_ABOUT THIS EXERCISE_. For the data below, restate word for word only the lines from the line containing "corycaywood, line 52: If" through the line containing "For example, our", both ends included.

_MATERIALS PROVIDED_.

PR #90, opened 2020-05-30
base commit for activity's context injection into the mini app display

ts-nitish-a-jain:
# Description
Base commit for showing the activity's context injection into the mini-app display.

Note: CI would fail at this moment because of code refactoring and breaking of unit tests.

Updated: 
- Retain `ApplicationContext` in `Displayer` to maintain compatability, will omit it in the next release.
- `getMiniAppView()` is labeled as deprecated function.
- Update test cases.

# Checklist

### DIFF
--- a/build.gradle
+++ b/build.gradle
@@ -1,7 +1,7 @@
 // Top-level build file where you can add configuration options common to all sub-projects/modules.
 buildscript {
     ext.androidBuildTool = '29.0.2'
-    ext.androidx_appcompat = '1.1.0'
+    ext.androidx_appcompat = '1.2.0-rc01'
     ext.androidx_constraintLayout = '1.1.3'
     ext.androidx_coreKtx = '1.2.0'
     ext.androidx_lifecycle = '2.2.0'
--- a/build.gradle
+++ b/build.gradle
@@ -1,6 +1,8 @@
 // Top-level build file where you can add configuration options common to all sub-projects/modules.
 buildscript {
     ext.androidBuildTool = '29.0.2'
+    // AndroidX Appcompat 1.1.0 results in crash on Android 5
+    // https://issuetracker.google.com/issues/141132133
     ext.androidx_appcompat = '1.2.0-rc01'
     ext.androidx_constraintLayout = '1.1.3'
     ext.androidx_coreKtx = '1.2.0'
--- a/miniapp/src/main/java/com/rakuten/tech/mobile/miniapp/MiniAppDisplay.kt
+++ b/miniapp/src/main/java/com/rakuten/tech/mobile/miniapp/MiniAppDisplay.kt
@@ -18,10 +18,10 @@ interface MiniAppDisplay : LifecycleObserver {
      * the parent's dimensions.
      *
      * This version of retrieval creates the mini app view which doesn't render some of the native
-     * elements of web tech. Using the updated API as recommended.
+     * elements of web tech. We recommend switching to the new API.
      */
     @Deprecated(message = "Please replace with getMiniAppView(Context)")
-    suspend fun getMiniAppView(): View?
+    suspend fun getMiniAppView(): View
 
     /**
      * Provides the view associated with the mini app to the caller for showing the mini app.
@@ -29,6 +29,7 @@ interface MiniAppDisplay : LifecycleObserver {
      * Should be the context of activity to ensure that all standard html components work properly.
      * @return [View] as mini app's view with [LayoutParams] set to match
      * the parent's dimensions.
+     * @throws MiniAppSdkException when a non-matching context is supplied
      */
     suspend fun getMiniAppView(activityContext: Context): View?
 
--- a/miniapp/src/main/java/com/rakuten/tech/mobile/miniapp/MiniAppDisplay.kt
+++ b/miniapp/src/main/java/com/rakuten/tech/mobile/miniapp/MiniAppDisplay.kt
@@ -16,18 +16,21 @@ interface MiniAppDisplay : LifecycleObserver {
      * Provides the view associated with the mini app to the caller for showing the mini app.
      * @return [View] as mini app's view with [LayoutParams] set to match
      * the parent's dimensions.
+     *
+     * This version of retrieval creates the mini app view which doesn't render some of the native
+     * elements of web tech. Using the updated API as recommended.
      */
     @Deprecated(message = "Please replace with getMiniAppView(Context)")
-    suspend fun getMiniAppView(): View
+    suspend fun getMiniAppView(): View?
 
     /**
      * Provides the view associated with the mini app to the caller for showing the mini app.
-     * @param providedContext is used by the view for initializing the internal services.
+     * @param activityContext is used by the view for initializing the internal services.
      * Should be the context of activity to ensure that all standard html components work properly.
      * @return [View] as mini app's view with [LayoutParams] set to match
      * the parent's dimensions.
      */
-    suspend fun getMiniAppView(providedContext: Context): View?
+    suspend fun getMiniAppView(activityContext: Context): View?
 
     /**
      * Upon invocation, destroys necessary view state and any services registered with.
--- a/miniapp/src/main/java/com/rakuten/tech/mobile/miniapp/MiniAppDisplay.kt
+++ b/miniapp/src/main/java/com/rakuten/tech/mobile/miniapp/MiniAppDisplay.kt
@@ -1,5 +1,6 @@
 package com.rakuten.tech.mobile.miniapp
 
+import android.content.Context
 import android.view.View
 import androidx.lifecycle.LifecycleObserver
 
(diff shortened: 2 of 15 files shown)


miniapp/src/main/java/com/rakuten/tech/mobile/miniapp/display/Displayer.kt
```diff
@@ -1,21 +1,18 @@
...
 
-internal class Displayer(private val context: Context) {
+internal class Displayer {
 
     suspend fun createMiniAppDisplay(
         basePath: String,
         appId: String,
         miniAppMessageBridge: MiniAppMessageBridge
     ): MiniAppDisplay =
         withContext(Dispatchers.Main) {
```
minh-rakuten, line 15: Because not creating webview so does not need to put in this looper anymore. Just only:
```suggestion
        context?.let {
                RealMiniAppDisplay(basePath, appId, miniAppMessageBridge)
            }
```

miniapp/src/main/java/com/rakuten/tech/mobile/miniapp/display/RealMiniAppDisplay.kt
```diff
@@ -1,97 +1,37 @@
...
-        settings.domStorageEnabled = true
-        settings.databaseEnabled = true
-        webViewClient = MiniAppWebViewClient(context, getWebViewAssetLoader(), customDomain, customScheme)
-
-        loadUrl(getLoadUrl())
-    }
-
-    override fun getMiniAppView(): View = this
+    override fun getMiniAppView(activityContext: Context): View? =
+        if (activityContext is Activity || activityContext is ActivityCompat) {
```
minh-rakuten, line 23: I guess we should let the hostapps provide any kind of `context` they want. In documentation, we recommend using `ActivityContext` with the reasonable explaination. 

Furthermore, using `ActivityContext` causes crash on Android 5 (maybe even 6) so you need to update the `androidx.appcompat` like [this](https://github.com/rakutentech/android-miniapp/pull/89/commits/7602ff5965a6087b3938f6c8e8a487f974d39aaa).

miniapp/src/main/java/com/rakuten/tech/mobile/miniapp/display/RealMiniAppDisplay.kt
```diff
@@ -1,97 +1,37 @@
...
-
-        settings.allowUniversalAccessFromFileURLs = true
-        settings.domStorageEnabled = true
-        settings.databaseEnabled = true
-        webViewClient = MiniAppWebViewClient(context, getWebViewAssetLoader(), customDomain, customScheme)
-
-        loadUrl(getLoadUrl())
-    }
-
-    override fun getMiniAppView(): View = this
```
minh-rakuten, line 49: We still need to keep this method before deprecating it. I suggest that we still keep `ApplicationContext` in `RealMiniAppDisplay` for creating `MiniAppWebView`

miniapp/src/main/java/com/rakuten/tech/mobile/miniapp/display/RealMiniAppDisplay.kt
```diff
@@ -1,97 +1,37 @@
...
+    override fun getMiniAppView(activityContext: Context): View? =
+        if (activityContext is Activity || activityContext is ActivityCompat) {
+            (miniAppWebView ?: MiniAppWebView(
```
minh-rakuten, line 24: Creating `WebView` requires to be put in `withContext(Dispatchers.Main) {}`.

build.gradle
```diff
@@ -1,7 +1,7 @@
 // Top-level build file where you can add configuration options common to all sub-projects/modules.
 buildscript {
     ext.androidBuildTool = '29.0.2'
-    ext.androidx_appcompat = '1.1.0'
+    ext.androidx_appcompat = '1.2.0-rc01'
```
ts-nitish-a-jain, line 4: Unless blocking, let's try to use only the stable versions.

miniapp/src/main/java/com/rakuten/tech/mobile/miniapp/MiniAppDisplay.kt
```diff
@@ -16,7 +17,17 @@ interface MiniAppDisplay : LifecycleObserver {
...
+    suspend fun getMiniAppView(): View
+
+    /**
+     * Provides the view associated with the mini app to the caller for showing the mini app.
+     * @param providedContext is used by the view for initializing the internal services.
+     * Should be the context of activity to ensure that all standard html components work properly.
+     * @return [View] as mini app's view with [LayoutParams] set to match
+     * the parent's dimensions.
+     */
+    suspend fun getMiniAppView(providedContext: Context): View?
```
ts-nitish-a-jain, line 30: Let's keep the name of the param explicitly `activityContext`.

build.gradle
minh-rakuten: The stable version `1.1.0` has a [bug](https://stackoverflow.com/questions/58028821/webview-crash-on-android-5-5-1-api-21-22-resourcesnotfoundexception-string-r) causing crash on android 5 when passing activity context.  We have only option to update the library.

miniapp/src/main/java/com/rakuten/tech/mobile/miniapp/MiniAppDisplay.kt
minh-rakuten: Hmmm I think the hostapp can provide any context they want, though, `ApplicationContext` causes webview not working properly. They may even provide the context from `Service`.

build.gradle
ts-nitish-a-jain: I read your previous comment just now. Thanks @minh-rakuten

miniapp/src/main/java/com/rakuten/tech/mobile/miniapp/MiniAppDisplay.kt
ts-nitish-a-jain: That's why we want to tell the developers explicitly to only provide `activityContext` at this stage, and in SDK we are validating if it is of type `Activity` or `ActivityCompat` otherwise returning null for the new API.

ts-nitish-a-jain: We could add in the docs:
`This version of retrieval creates the mini app view which doesn't render some of the native elements of web tech. We recommend, using the updated API.`

minh-rakuten: Updated.

miniapp/src/main/java/com/rakuten/tech/mobile/miniapp/display/RealMiniAppDisplay.kt
```diff
@@ -1,97 +1,57 @@
...
-        settings.allowUniversalAccessFromFileURLs = true
-        settings.domStorageEnabled = true
-        settings.databaseEnabled = true
-        webViewClient = MiniAppWebViewClient(context, getWebViewAssetLoader(), customDomain, customScheme)
+    @VisibleForTesting
+    internal var miniAppWebView: MiniAppWebView? = null
 
-        loadUrl(getLoadUrl())
-    }
+    override suspend fun getMiniAppView(): View? = provideMiniAppWebView(context)
```
corycaywood, line 27: Actually, does this need to be a `suspend` function at all? It's just instantiating the `MiniAppWebView` class. `provideMiniAppWebView` is using the `Dispatchers.Main` context anyways and the App should already be calling it on the main thread since it returns a view. Is there any problem with removing the `suspend`?

miniapp/src/main/java/com/rakuten/tech/mobile/miniapp/display/RealMiniAppDisplay.kt
```diff
@@ -1,97 +1,57 @@
...
+                withContext(Dispatchers.Main) {
+                    MiniAppWebView(
+                        context = activityContext,
+                        basePath = basePath,
+                        appId = appId,
+                        miniAppMessageBridge = miniAppMessageBridge
+                    )
+                }
+            }
+        } else null
```
corycaywood, line 52: If they provided the wrong context, then this is a case where they've implemented the SDK wrong. So maybe this should throw an error instead of returning null? It would allow `getMiniAppView` to have a non-null return type, and it would give them a helpful error message to see what they've done wrong. What do you think?

miniapp/src/main/java/com/rakuten/tech/mobile/miniapp/display/RealMiniAppDisplay.kt
minh-rakuten: We need the `suspend` for `Dispatchers.Main`. `Dispatchers.Main` is required here for rendering the view because the hostapp can do `launch` with any `CoroutineScope` they want (not in main thread anymore).

For example, our sample app calling `launch {}` means launching with `Dispatchers.Default`. It's safer to specify `Dispatchers.Main`.

miniapp/src/main/java/com/rakuten/tech/mobile/miniapp/display/RealMiniAppDisplay.kt
minh-rakuten: I think we should keep it nullable here for `destroyView` purpose 🤔

build.gradle
minh-rakuten: Updated on USERGUIDE.md

miniapp/src/main/java/com/rakuten/tech/mobile/miniapp/display/RealMiniAppDisplay.kt
corycaywood: Yeah, good point. The old method should continue to function for now.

_YOUR RESPONSE_.
corycaywood, line 52: If they provided the wrong context, then this is a case where they've implemented the SDK wrong. So maybe this should throw an error instead of returning null? It would allow `getMiniAppView` to have a non-null return type, and it would give them a helpful error message to see what they've done wrong. What do you think?

miniapp/src/main/java/com/rakuten/tech/mobile/miniapp/display/RealMiniAppDisplay.kt
minh-rakuten: We need the `suspend` for `Dispatchers.Main`. `Dispatchers.Main` is required here for rendering the view because the hostapp can do `launch` with any `CoroutineScope` they want (not in main thread anymore).

For example, our sample app calling `launch {}` means launching with `Dispatchers.Default`. It's safer to specify `Dispatchers.Main`.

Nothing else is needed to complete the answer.